A pivotal moment in Woodmore’s life’s work occurred two years after young Michael Brown was tragically killed by a white police officer in Ferguson, Missouri, fueling local and national outcry. In 2016, Bryan Doerries, artistic director of acclaimed Theater of War Productions, approached Woodmore to compose a musical score for Antigone in Ferguson, a project that came about when St. Louis community members invited Doerries to do a project about Ferguson. In Theater of War’s unique genre, Antigone in Ferguson takes the form of a dramatic play reading of a classical text (here, Sophocles’ Antigone) performed by acclaimed actors—and in this case, with the addition of a powerful choral dimension. Doerries knew this could not be “a choir that would just preach to the choir.” It needed a music director who could bring together singers whose direct experiences would reflect the range of perspectives surrounding Michael Brown’s death and bring an authenticity to the music and dialogue.

Phil Woodmore conducting "Antigone in Ferguson." Photo by Gregg Richards.

The project profoundly spoke to Woodmore’s persistent concern for healing the community.

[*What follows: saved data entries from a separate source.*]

PR #1548, opened 2019-06-03
[WIP] Power state - support Suspended, show actual state for Unknown

himdel:
SUI is hardcoded to understand only 2 values of power_state: `on`, `off`
Everything else is "Unknown".

Adding an extra power_state: `suspended` ("Suspended")
Changing "Unknown" to "Unknown (actual value)"
Changing the icons for `on`, `off`, `unknown` and `suspended` to match [QuadiconHelper](https://github.com/ManageIQ/manageiq-decorators/blob/master/app/helpers/quadicon_helper.rb#L9)

~~Fixes https://bugzilla.redhat.com/show_bug.cgi?id=1704226~~ (the BZ was closed WONTFIX)

---

Icons + "Unknown" tooltip - before:

before

After:

now

(TODO add suspened icon too)

### DIFF
--- a/client/app/services/poweroperations.service.js
+++ b/client/app/services/poweroperations.service.js
@@ -64,6 +64,8 @@ export function PowerOperationsFactory (CollectionsApi, EventNotifications, spri
         powerState = 'on'
       } else if (powerStatesMatch(item.power_states, 'off')) {
         powerState = 'off'
+      } else if (powerStatesMatch(item.power_states, 'suspended')) {
+        powerState = 'suspended'
       } else if (powerStatesMatch(item.power_states, 'timeout')) {
         powerState = 'timeout'
       }
--- a/client/app/services/service-details/service-details.html
+++ b/client/app/services/service-details/service-details.html
@@ -175,19 +175,24 @@
                                              tooltip-popup-delay="1000"
                                              tooltip-placement="bottom"></i>
                                           <span ng-if="!item.retired">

Within a month he wrote a gospel oratorio and assembled a chorus that included Michael Brown’s teachers and friends, community activists, police officers, and concerned residents of St. Louis and New York City.

Antigone in Ferguson premiered at Normandy High School, from which Michael Brown had graduated. “I was overwhelmed to see how cathartic the project became for the community,” said Woodmore. “To watch a wave of healing and encouragement wash over the audiences during the singing of ‘I’m Covered’ at the end of the first performance was overwhelming. There was not a dry eye in the house.” Antigone in Ferguson resonated nationally as well, as racial tensions around police killings persist. It was presented in other cities and ran for 10 weeks at the St. Ann & the Holy Trinity Church in Brooklyn, stimulating powerful dialogues with audiences from all walks of life about issues of police violence.


The transformative work of these two artists offer other artists and their community and civic partners tested examples of what makes this work effective, both artistically and as a catalyst toward achieving civic and social goals. Before the coronavirus crisis hit, both Liu and Woodmore had been documenting their practice: Liu’s Kennedy Center Fellowship put her in contact with the Washington National Opera and inspired a pilot training program for the Opera’s teaching artists that Liu developed as a prototype for helping teaching artists build community-based skills, particularly in the context of fostering positive police-youth relations.

For Woodmore, the Antigone experience crystallized the focus of his doctoral dissertation on the transformative power of music toward social justice ends. Now, “Doctor Phil” wants to make accessible this type of socially engaged music practice to inspire and inform “non-music people” about the transformative application of music in times of struggle. In fall 2020, he aims to release a reader-friendly book about the methods of Antigone in Ferguson and its impacts on Ferguson and other U.S. communities.

Such artist-led training and documentation will be critically important to prepare and scale up artists’ work creatively, responsibly, and effectively in COVID recovery and reconstruction strategies, and to make the elusive and lofty notion of “community transformation” a reality.